Limitations & Future Work

  • Dependency on Base Model: The entire framework relies on Hunyuan3D 2.1, leaving its geometric performance ceiling and generalization capacity heavily dictated by the base.
  • Limited Scale of Training Data: With only 13k Objaverse 4D objects, coverage of complex topological changes and strong non-rigid motions outside the training distribution remains questionable (despite qualitative generalization on DAVIS, quantitative metrics are missing).
  • Small Evaluation Set: The main results are calculated on a holdout set of only 50 models, and the lack of open-source code for ShapeGen4D prevents direct quantitative comparison, necessitating cautious interpretation of comparative findings.
  • Texture Pipe is Post-processed, Not End-to-End: Texturing relies on external ARAP registration + first-frame propagation instead of joint geometry-texture optimization.
  • Future Directions: Making the sparse schedule \(S\) learnable/adaptive (instead of manually predefined) and coupling the temporal stride dynamically with the magnitude of motion (denser steps for rapid motion).
  • vs. ShapeGen4D (Concurrent Work): Both methods take the route of embedding spatio-temporal attention into a 3D DiT for end-to-end 4D generation.

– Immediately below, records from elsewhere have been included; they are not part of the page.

PR #3553, opened 2023-11-03
proc: add regression test for issue #3548

### LINKED ISSUE #3548: E08 during memory read for packet

If this is about source listing not showing up (or breakpoints not being
accepted) while running in a container please read our
[FAQ](https://github.com/go-delve/delve/blob/master/Documentation/faq.md#substpath)
first.

```
❯ dlv version
Delve Debugger
Version: 1.21.2
```
```
❯ go version
go version go1.21.1 darwin/amd64
```
```
macOS Sonoma 14.1 amd64
```
4. What did you do?
When trying to debug a test that contains a struct with a non-pointer object that has a function with a pointer receiver defined, interacting with that object causes all locals to return `unreadable could not read string pointer protocol error E08 during memory read for packet`.

Steps:
```
b TestHi:13
c
p c
```
I expected to able to print values for locals.
6. What did you see instead?
I see all values being returned as error E08.

Log file and files to reproduce error are [here](https://gist.github.com/dhoizner/d728ca57bfd3a4cf1ebc287bc96ce8f7).

Changing `Thing` to be `*Thing`  on [line 11](https://gist.github.com/dhoizner/d728ca57bfd3a4cf1ebc287bc96ce8f7#file-foo_test-go-L11) resolves the error.

aarzilli:
Issue #3548 describes a bug in the compiler which was fixed by commit
505e50b. But this case wasn't covered by our current tests (obviously)
and the fix in the compiler looks accidental so it's worth adding a
test for it.

Fixes #3548

### DIFF
--- a/pkg/proc/variables_test.go
+++ b/pkg/proc/variables_test.go
@@ -1722,3 +1722,23 @@ func TestBadUnsafePtr(t *testing.T) {
 		}
 	})
 }
+
+func TestCapturedVariable(t *testing.T) {
+	// Checks that variables captured by a closure (that are not pointers) are
+	// readable. See issue #3548.
+	// This was broken in Go 1.21 due to a compiler bug.
+	if goversion.VersionAfterOrEqual(runtime.Version(), 1, 21) && !goversion.VersionAfterOrEqual(runtime.Version(), 1, 22) {
+		t.Skip("broken")
+	}
+	withTestProcess("issue3548", t, func(p *proc.Target, grp *proc.TargetGroup, fixture protest.Fixture) {
+		setFileBreakpoint(p, t, fixture.Source, 32)
+		assertNoError(grp.Continue(), t, "Continue()")
+		v := evalVariable(p, t, "c")
+		assertVariable(t, v, varTest{
+			name:         "c",
+			preserveName: true,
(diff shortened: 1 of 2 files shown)


pkg/proc/variables_test.go
```diff
@@ -1722,3 +1722,20 @@ func TestBadUnsafePtr(t *testing.T) {
 		}
 	})
 }
+
+func TestCapturedVariable(t *testing.T) {
+	if !goversion.VersionAfterOrEqual(runtime.Version(), 1, 22) {
+		t.Skip("broken")
```
derekparker, line 1728: Can you add more context here, like `broken in versions prior to 1.22 due to a compiler bug`. Also, does this affect all versions < 1.22 or was the bug introduced in 1.21 and we didn't catch it? If the latter, we should be more specific in the skip.

Finally, can you add a link to the Github issue in a comment somewhere for more context.

aarzilli: Done. I hadn't checked before but it really is a regression in 1.21.

derekparker (approved):
LGTM

balleriniGsped:
sill facing this bug with GO 1.25.1 on darwin/amd64, se issue #3548

PR #3560, opened 2023-11-09
TeamCity: reupgrade linux/386 builder to Go 1.21

aarzilli:
The bug that prevented updating to linux/386 has been fixed upstream,
update linux/386 to 1.21 in the test matrix and fix some broken bugs.


derekparker (approved):
lgtm

PR #3568, opened 2023-11-16
*: remove checks for TRAVIS env variable

aarzilli:
We had a few checks left over for the TRAVIS variable that detected if
we were running under the TravisCI build system.

This variable hasn't been set since 2020.


derekparker (approved):
lgtm

PR #3570, opened 2023-11-17
proc/gdbserver: clean up rr directory on detach

aarzilli:
We used to autoremove the trace recorded by rr but as a result of
various refactorings done to implement follow exec mode this broke.

Restore the functionality.

Also remove the _fixtures/testfnpos.go file which is autogenerated
during testing.


derekparker:
Reflecting on this, it seems like maybe the best user experience would be to add a prompt on detach on whether or not to clean up the trace dir (defaulting to true). It could be to the users benefit to keep that recording around for future debugging.

aarzilli:
> Reflecting on this, it seems like maybe the best user experience would be to add a prompt on detach on whether or not to clean up the trace dir (defaulting to true). It could be to the users benefit to keep that recording around for future debugging.

If we do that we also have to save the executable since the recording is useless without it.

derekparker:
> > Reflecting on this, it seems like maybe the best user experience would be to add a prompt on detach on whether or not to clean up the trace dir (defaulting to true). It could be to the users benefit to keep that recording around for future debugging.
> 
> If we do that we also have to save the executable since the recording is useless without it.

That's true. What are your thoughts on conditionally keeping both around?

aarzilli:
My opinion is that it isn't worth it, there's other ways to permanently make a recording and in an emergency you could always make a copy of both manually if you really needed to. But I don't feel strongly about it.

derekparker (approved):
LGTM

PR #3571, opened 2023-11-17
proc: simplify and generalize runtime.mallocgc workaround

aarzilli:
Instead of having a different version for each architecture have a
single version that uses an architecture specific list of registers.

Also generalize it so that, if we want, we can extend the workaround to
other runtime functions we might want to call (for example the channel
send/receive functions).


derekparker (approved):
lgtm

PR #3572, opened 2023-11-17
TeamCity: remove windows/arm64 builders from chain

aarzilli:
We haven't had a builder for 2 months so it can be declared legally
dead.


derekparker (approved):
lgtm

PR #3581, opened 2023-11-23
update TeamCity DSL version to 2023.05 and remove tip configurations from Aggregator

artspb:
It's not strictly necessary but doesn't seem to hurt, either. TeamCity suggests doing it for now, but in the future, it might require it.


aarzilli (approved):
LGTM

aarzilli:
Am I mistaken or is the aggregator always going to fail like this because the tip builds are disabled?

artspb:
Hm, I was under the impression that I removed tip builds from the aggregator. I'll take a look.

PR #4255, opened 2026-02-06
goversion: parse rc version with trailing suffix

alexsaezm:
While updating Delve in Fedora 44, I found out that it is failing due to our currently uncommon Go version output: `go version go1.26rc2-X:nodwarf5 linux/amd64`.

The problem as I see it is that it fails to identify long release candidate versions with flags.

```log
+ echo '=== Start tests ==='
++ go list ./...
++ grep -v cmd
++ grep -v scripts
+ for d in $(go list ./... | grep -v cmd | grep -v scripts)
+ go test github.com/go-delve/delve/pkg/dwarf -skip TestGuessSubstitutePath
ok  	github.com/go-delve/delve/pkg/dwarf	0.003s
+ for d in $(go list ./... | grep -v cmd | grep -v scripts)
+ go test github.com/go-delve/delve/pkg/dwarf/dwarfbuilder -skip TestGuessSubstitutePath
?   	github.com/go-delve/delve/pkg/dwarf/dwarfbuilder	[no test files]
+ for d in $(go list ./... | grep -v cmd | grep -v scripts)
+ go test github.com/go-delve/delve/pkg/dwarf/frame -skip TestGuessSubstitutePath
ok  	github.com/go-delve/delve/pkg/dwarf/frame	0.003s
+ for d in $(go list ./... | grep -v cmd | grep -v scripts)
+ go test github.com/go-delve/delve/pkg/dwarf/godwarf -skip TestGuessSubstitutePath
ok  	github.com/go-delve/delve/pkg/dwarf/godwarf	0.003s
+ for d in $(go list ./... | grep -v cmd | grep -v scripts)
+ go test github.com/go-delve/delve/pkg/dwarf/leb128 -skip TestGuessSubstitutePath
ok  	github.com/go-delve/delve/pkg/dwarf/leb128	0.003s
+ for d in $(go list ./... | grep -v cmd | grep -v scripts)
+ go test github.com/go-delve/delve/pkg/dwarf/line -skip TestGuessSubstitutePath
--- FAIL: TestDebugLinePrologueParser (0.19s)
    line_parser_test.go:121: Include dirs not parsed correctly
FAIL
FAIL	github.com/go-delve/delve/pkg/dwarf/line	0.421s
FAIL
RPM build errors:
```

### DIFF
--- a/pkg/goversion/go_version.go
+++ b/pkg/goversion/go_version.go
@@ -119,9 +119,15 @@ func Parse(ver string) (GoVersion, bool) {
 				// old boringcrypto version goX.YbZ
 				_, err3 = strconv.Atoi(rest)
 			case hasPrefix("rc"):
-				// old rc release goX.YrcZ
+				i := 0
+				for i < len(rest) && rest[i] >= '0' && rest[i] <= '9' {
+					i++
+				}
 				var rc int
-				rc, err3 = strconv.Atoi(rest)
+				rc, err3 = strconv.Atoi(rest[:i])
+				if err3 != nil || i == 0 {
+					return GoVersion{}, false
+				}
 				r.Rev = rcRev(rc)
 			default:
 				// what is this?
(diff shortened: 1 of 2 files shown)


aarzilli:
Do you know how you get the version string to be like that? I want to try with a released version, this bug may also exist with non-rc releases.

alexsaezm:
> Do you know how you get the version string to be like that? I want to try with a released version, this bug may also exist with non-rc releases.

In that very specific case, I modified [the GOEXPERIMENT inside the go.env file](https://src.fedoraproject.org/rpms/golang/blob/rawhide/f/0001-Modify-go.env.patch#_39) during bootstrapping. Another way could be to edit the VERSION file of a release branch ([we do this in RHEL for example](https://gitlab.com/redhat/centos-stream/rpms/golang/-/blob/c10s/golang.spec?ref_type=heads#L357)).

The primary difference is that ShapeGen4D employs full spatio-temporal attention, hitting the \(O((T\times P)^2)\) computational bottleneck, whereas Sculpt4D employs Block Sparse Attention to compress density to \(1/s\), improving efficiency within the same conceptual framework.

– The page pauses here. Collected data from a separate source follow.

PR #4257, opened 2026-02-09
deps: migrate from gopkg.in/yaml.v3 to go.yaml.in/yaml/v3

scop:
gopkg.in/yaml.v3 is unmaintained, ref
https://github.com/yaml/go-yaml#project-status

Upgrade to 3.0.4 while at it.

3.0.1...3.0.2 diff (3.0.1 are identical):
https://gist.github.com/scop/6ec72debf62a9603cff9dc97e6814ddd

3.0.2...3.0.4 diff:
https://github.com/yaml/go-yaml/compare/v3.0.2...v3.0.4

*Note*: I did not include the vendor/ changes in this PR to keep it small, as a simple `go mod vendor` will take care of it. Let me know if I should include those changes here, too.


go.mod
```diff
@@ -28,4 +28,5 @@ require (
 	github.com/russross/blackfriday/v2 v2.1.0 // indirect
 	golang.org/x/exp v0.0.0-20230224173230-c95f2b4c22f2 // indirect
 	golang.org/x/sync v0.8.0 // indirect
+	gopkg.in/yaml.v3 v3.0.1 // indirect
```
scop: I suspect upgrading cobra will make this one disappear, as current versions of it have migrated to go.yaml.in/yaml/v3 already too.

derekparker:
Hey thanks for the patch.

Yes please include vendor updates as well, in a separate commit for easier reviewing of the main change.

Might as well wrap the cobra update in this patch to eliminate the dependency if it's not too noisy and there are no breaking changes.

scop:
Cheers, added three commits, one for vendoring go.yaml.in/yaml/v3, another to upgrade cobra, and finally one to vendor the cobra upgrade changes.

go.mod
scop: Verified, it does.

aarzilli:
See test failures.

scop:
Fixed obvious ones, I'm not sure if the remaining ones have anything to do with these changes. There was some variance between runs that smell like flakiness.

derekparker (approved):
LGTM

PR #4258, opened 2026-02-09
pkg/debugdetect: add package for detecting debugger attachment

### LINKED ISSUE #4243: Add helper package to detect if program is currently being debugged
For some application, e.g. TUI applications, it is not really feasible to start them with delve itself to debug them. Instead, the debugger has to be attached to the program later. 
But if the problem you try to debug happens on startup there is no time to attach the debugger.
`lazygit`, for example implements a [helper function](https://github.com/jesseduffield/lazygit/blob/19605ad47699888da471ddf17bd2ae6dbb1abf3a/pkg/integration/clients/injector/main.go#L72-L88) to wait until a debugger is attached. However, it is not really compatible with anything other than macOS.

So I think it would be great if delve could provide a subpackage that provides such a `isDebuggerAttached` function that is compatible with different platforms.

* Linux: https://stackoverflow.com/a/68210536 (Uses `/proc/self/status`)
* MacOS: https://stackoverflow.com/a/2200786 (Uses `sysctl`-syscall)
* Windows: https://stackoverflow.com/a/16687225 (Uses Function from win32 `debugapi.h`)

What do you think? Would a feature like this be "in scope" for delve?

derekparker:
Implement new pkg/debugdetect package that detects if a program is running under a debugger on Linux, macOS, Windows, and FreeBSD.

Platform-specific detection methods:
- Linux: Parse /proc/self/status for TracerPid field
- macOS: Use sysctl with KERN_PROC_PID to check P_TRACED flag
- Windows: Call IsDebuggerPresent() Win32 API
- FreeBSD: Try sysctl first, fall back to /proc/curproc/status

Fixes #4243

### DIFF
--- a/pkg/debugdetect/detect_test.go
+++ b/pkg/debugdetect/detect_test.go
@@ -39,6 +39,50 @@ func TestIntegration_NotAttached(t *testing.T) {
 	}
 }
 
+func TestIntegration_WaitForDebugger(t *testing.T) {
+	// This test verifies that WaitForDebugger() blocks until a debugger
+	// attaches and then returns successfully by running the fixture
+	// under Delve.
+	protest.AllowRecording(t)
+
+	dlvbin := protest.GetDlvBinary(t)
+	fixturesDir := protest.FindFixturesDir()
+	fixtureSrc := filepath.Join(fixturesDir, "waitfordebugger.go")
+
+	const listenAddr = "127.0.0.1:40581"
+	cmd := exec.Command(dlvbin, "debug", fixtureSrc, "--headless", "--continue", "--accept-multiclient", "--listen", listenAddr)
+	stdout, err := cmd.StdoutPipe()
+	if err != nil {
+		t.Fatal(err)
+	}
+	defer stdout.Close()
+
+	if err := cmd.Start(); err != nil {
+		t.Fatal(err)
+	}
+
+	// Read stdout until we see the program output
+	scanner := bufio.NewScanner(stdout)
+	foundOutput := false
+	for scanner.Scan() {
+		line := scanner.Text()
+		t.Log(line)
+		if strings.Contains(line, "DEBUGGER_FOUND") {
+			foundOutput = true
+			break
+		}
+	}
+
+	// Clean up - connect and detach
+	client := rpc2.NewClient(listenAddr)
+	client.Detach(true)
+	cmd.Wait()
+
+	if !foundOutput {
+		t.Error("expected 'DEBUGGER_FOUND' in output when running under debugger")
+	}
+}
+
 func TestIntegration_Attached(t *testing.T) {
 	// This test verifies that IsDebuggerAttached() returns true when
 	// the process is actually running under a debugger by using
--- a/_fixtures/waitfordebugger.go
+++ b/_fixtures/waitfordebugger.go
@@ -1,0 +1,17 @@
+package main
+
+import (
+	"fmt"
+	"os"
+
+	"github.com/go-delve/delve/pkg/debugdetect"
+)
+
+func main() {
+	err := debugdetect.WaitForDebugger()
+	if err != nil {
+		fmt.Fprintf(os.Stderr, "ERROR: %v\n", err)
+		os.Exit(2)
+	}
+	fmt.Println("DEBUGGER_FOUND")
+}
--- a/pkg/debugdetect/detect.go
+++ b/pkg/debugdetect/detect.go
@@ -3,6 +3,7 @@ package debugdetect
 import (
 	"fmt"
 	"runtime"
+	"time"
 )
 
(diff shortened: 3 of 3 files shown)


pkg/debugdetect/detect_darwin.go
```diff
@@ -0,0 +1,43 @@
...
+		uintptr(unsafe.Pointer(&size)),
+		0,
+		0,
+	)
+
+	if errno != 0 {
+		return false, fmt.Errorf("sysctl failed: %w", errno)
+	}
+
+	// Check if P_TRACED flag is set
```
aarzilli: Superfluous comment.

pkg/debugdetect/detect_freebsd.go
```diff
@@ -0,0 +1,85 @@
...
+	if errProcfs == nil {
+		return attachedProcfs, nil
+	}
+
+	// Both methods failed
+	return false, fmt.Errorf("sysctl failed: %v; procfs fallback failed: %v", err, errProcfs)
+}
+
+func detectFreeBSDSysctl() (bool, error) {
+	// Use kinfo_getproc to get process information
```
aarzilli: Superfluous comment.

pkg/debugdetect/detect_freebsd.go
```diff
@@ -0,0 +1,85 @@
...
+	kp, err := C.kinfo_getproc(C.int(os.Getpid()))
+	if err != nil {
+		return false, fmt.Errorf("kinfo_getproc failed: %v", err)
+	}
+	defer C.free(unsafe.Pointer(kp))
+
+	// Check if P_TRACED flag is set in ki_flag
```
aarzilli: Superfluous comment.

pkg/debugdetect/detect_freebsd.go
```diff
@@ -0,0 +1,85 @@
...
+	// ki_flag contains the process flags including P_TRACED
+	return (int(kp.ki_flag) & pTracedFlag) != 0, nil
+}
+
+func detectFreeBSDProcfs() (bool, error) {
+	// Try reading /proc/curproc/status (similar to Linux)
```
aarzilli: Does this really exist on FreeBSD? The [procfs manpage](https://man.freebsd.org/cgi/man.cgi?query=procfs&apropos=0&sektion=0&manpath=FreeBSD+16.0-CURRENT&format=html) says the status file is a single line.

pkg/debugdetect/detect_test.go
```diff
@@ -0,0 +1,113 @@
...
+		t.Fatalf("fixture failed: %v\n%s", err, out)
+	}
+
+	output := string(out)
+	if !strings.Contains(output, "NOT_ATTACHED") {
+		t.Errorf("expected 'NOT_ATTACHED' in output, got: %s", output)
+	}
+}
+
+func TestIsDebuggerAttached_NotAttached(t *testing.T) {
```
aarzilli: This one looks redundant to me with TestIntegration_NotAttached. I'd only keep one.

pkg/debugdetect/doc.go
```diff
@@ -0,0 +1,26 @@
+// Package debugdetect provides utilities for detecting if a program
+// is running under a debugger.
+//
+// This is useful for applications that need to modify their behavior
+// when being debugged, such as TUI applications that need to wait for
+// debugger attachment before continuing startup.
+//
+// Example usage:
+//
+//	attached, err := debugdetect.IsDebuggerAttached()
```
aarzilli, line 10: Maybe we should make this an helper function.

pkg/debugdetect/detect_test.go
derekparker: Agreed, removed the unit test kept the integration.

pkg/debugdetect/detect_freebsd.go
derekparker: Good catch, I should have caught this when looking through the freebsd procfs documentation. I ended up just removing the fallback since the usage of procfs on freebsd is deprecated anyway.

pkg/debugdetect/doc.go
derekparker: I thought about that but it seems easy enough for an end user to implement and there's too many potential variables for that the API should look like. Should it accept a context? Should it accept a timeout param? How opinionated should it be? Seems like users writing a solution on top of our building block thats suitable for their use case is better. Happy to discuss further though.

aarzilli: I'd say just the basic loop:

```
for {
    attached, err := IsDebuggerAttached()
    if attached || err != nil {
        return err
    }
    time.Sleep(500 * time.Millisecond)
}
```

anything different written by the user using IsDebuggerAttached.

  • vs. V2M4: V2M4 treats the 3D model as a frame-by-frame generator and enforces smoothness through complex non-end-to-end post-processing. This work models temporal relationships natively end-to-end, yielding superior CD (0.1052 vs. 0.1268) and temporal consistency.

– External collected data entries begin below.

PR #4262, opened 2026-02-19
pkg/terminal/starbind: remove some duplicate code

aarzilli:
introduce helper type starlarkUnhashable to avoid several duplicate
method definitions.


derekparker (approved):
LGTM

  • vs. GVFD: GVFD generates a canonical shape and predicts a deformation field, looking only at a reference frame and failing to capture subsequent geometric evolutions (yielding a high CD of 0.4235). This work directly models frame-by-frame geometric evolution in the latent space.
  • vs. L4GM: L4GM is feedforward and fast but is bound to image representations, which limits geometric fidelity (F-Score 0.2033). The SDF representation of Sculpt4D achieves noticeably higher geometric quality.
  • vs. SDS Approaches: SDS-based approaches require no 4D data but run per-instance optimization, which is slow and prone to Janus artifacts. This work utilizes pre-trained 3D priors + 13k 4D data to perform feedforward generation, achieving both speed and stability.

Rating

  • Novelty: ⭐⭐⭐⭐ Translating sparse attention principles from LLMs/video into a relative diagonal mask for 4D is a solid transfer-based innovation rather than an entirely new paradigm.
  • Experimental Thoroughness: ⭐⭐⭐⭐ Highly comprehensive with main results, seven ablation studies, and real-video generalization, but the test set is small and direct quantitative comparison with the concurrent ShapeGen4D is missing.
  • Writing Quality: ⭐⭐⭐⭐ Clearly explains "why sparse, how sparse, and to what degree," with well-articulated formulations and intuitive explanations.
  • Value: ⭐⭐⭐⭐ Provides a scalable and practical path for efficient, native 4D generation under data scarcity; the 56% reduction in computation has substantial practical value.